Yansen mengernyit. "Foto palsu? Papa yakin palsu?"
"Aku tidak perlu melihatnya untuk tahu." Suara Surya bergetar karena marah. "Nikita bukan orang seperti itu."
Jayden menyilangkan tangan. "Papa baru mengenalnya beberapa hari."
Liana menoleh tajam. "Dia anakku."
"Celine juga anak yang kita besarkan," kata Yansen dingin. "Tapi kemarin semua orang mempermalukannya."
Kevin tidak langsung bicara. Ia hanya menatap ponsel yang jatuh di sofa, seolah benda itu bisa menjawab kekacauan seluruh keluarga.
Surya menekan dadanya. "Dengarkan baik-baik. Kemiskinan bukan aib, tapi menyebarkan foto palsu untuk menghancurkan seseorang adalah kejahatan."
Ruangan hening.
Kalimat itu tidak keras, tetapi memukul lebih dalam daripada teriakan.
"Kalau Hansen benar menyebarkannya, aku sendiri yang akan menyerahkan bukti ke polisi."
"Papa mau melaporkan anak sendiri?" tanya Jayden, suaranya naik.

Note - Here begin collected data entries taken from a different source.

PR #457, opened 2018-11-15
 Changes to create AcquireTokenResult from BrokerResult

kreedula:
common PR : https://github.com/AzureAD/microsoft-authentication-library-common-for-android/pull/305

### DIFF
--- a/msal/src/main/java/com/microsoft/identity/client/AccountAdapter.java
+++ b/msal/src/main/java/com/microsoft/identity/client/AccountAdapter.java
@@ -23,6 +23,7 @@
 package com.microsoft.identity.client;
 
 import com.microsoft.identity.common.internal.dto.AccountRecord;
+import com.microsoft.identity.common.internal.dto.IAccountRecord;
 import com.microsoft.identity.common.internal.logging.Logger;
 import com.microsoft.identity.common.internal.providers.microsoft.MicrosoftAccount;
 
@@ -39,7 +40,7 @@ class AccountAdapter {
      * @param accountIn The Account to transform.
      * @return A representation of the supplied Account, as an IAccount.
      */
-    static IAccount adapt(final AccountRecord accountIn) {
+    static IAccount adapt(final IAccountRecord accountIn) {
         final String methodName = ":adapt";
         final com.microsoft.identity.client.Account accountOut
                 = new com.microsoft.identity.client.Account();
--- a/msal/src/main/java/com/microsoft/identity/client/AuthenticationResult.java
+++ b/msal/src/main/java/com/microsoft/identity/client/AuthenticationResult.java
@@ -53,13 +53,11 @@ public final class AuthenticationResult {
     }
 
     public AuthenticationResult(AccessTokenRecord accessToken,
-                                String tenantId,
-                                String uniqueId,
                                 String rawIdToken,
                                 IAccountRecord accountRecord){
         mAccessToken = accessToken;
-        mTenantId = tenantId;
-        mUniqueId = uniqueId;
+        mTenantId = accessToken.getRealm();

"Kalau anak sendiri melakukan kejahatan, dia harus dihentikan oleh keluarganya sebelum dihentikan negara."
Liana menutup mulut, air matanya jatuh.
Yansen tertawa dingin. "Luar biasa. Setelah Nikita muncul, keluarga ini bisa membuang Celine, memalukan Hansen, sekarang mau menyerahkan anak sendiri ke polisi."
"Yansen," Kevin memperingatkan.
"Aku salah?" Yansen menatap kakak tertuanya. "Semua masalah dimulai sejak Nikita kembali."
Jayden mengangguk dengan wajah keras. "Dia belum pernah duduk makan bersama kita, tapi rumah sudah seperti perang."
Steven tetap diam.
Ia memikirkan laporan DNA. Memikirkan wajah Liana yang runtuh. Memikirkan format foto palsu yang belum ia lihat tetapi sudah disebut sebagai senjata. Ada sesuatu yang tidak cocok, tetapi ia belum tahu bagian mana.
Surya melihat diamnya Steven. "Kamu juga berpikir begitu?"
Steven mengangkat mata. "Aku belum melihat bukti apa pun. Jadi aku tidak mau bicara."
Yansen mencibir. "Dokter memang selalu menunggu laporan."
"Lebih baik daripada menghukum orang tanpa pemeriksaan," jawab Steven pelan.
Sebelum pertengkaran berlanjut, ponsel Kevin berbunyi. Lalu ponsel Yansen. Lalu milik Jayden.
File itu sudah mulai bergerak.
Di tempat lain, di ruang kerja Budiman Tower, Ethan menerima pesan dari nomor tidak dikenal.
Rudy yang berdiri di sampingnya ikut melihat layar. Wajahnya langsung berubah.
"Pak..."
Ethan membuka satu gambar, hanya satu detik.
Lalu matanya menjadi dingin.
"AI."
Rudy terkejut. "Secepat itu?"
"Bayangan tidak searah. Proporsi leher salah. Tangan bukan tangan Nikita."
Ethan meletakkan ponsel di meja, tetapi tekanan jarinya membuat layar menyala lagi.
Seseorang mencoba menghancurkan Nikita dengan barang palsu.
Dan untuk alasan yang tidak ingin ia akui, darahnya terasa naik ke kepala.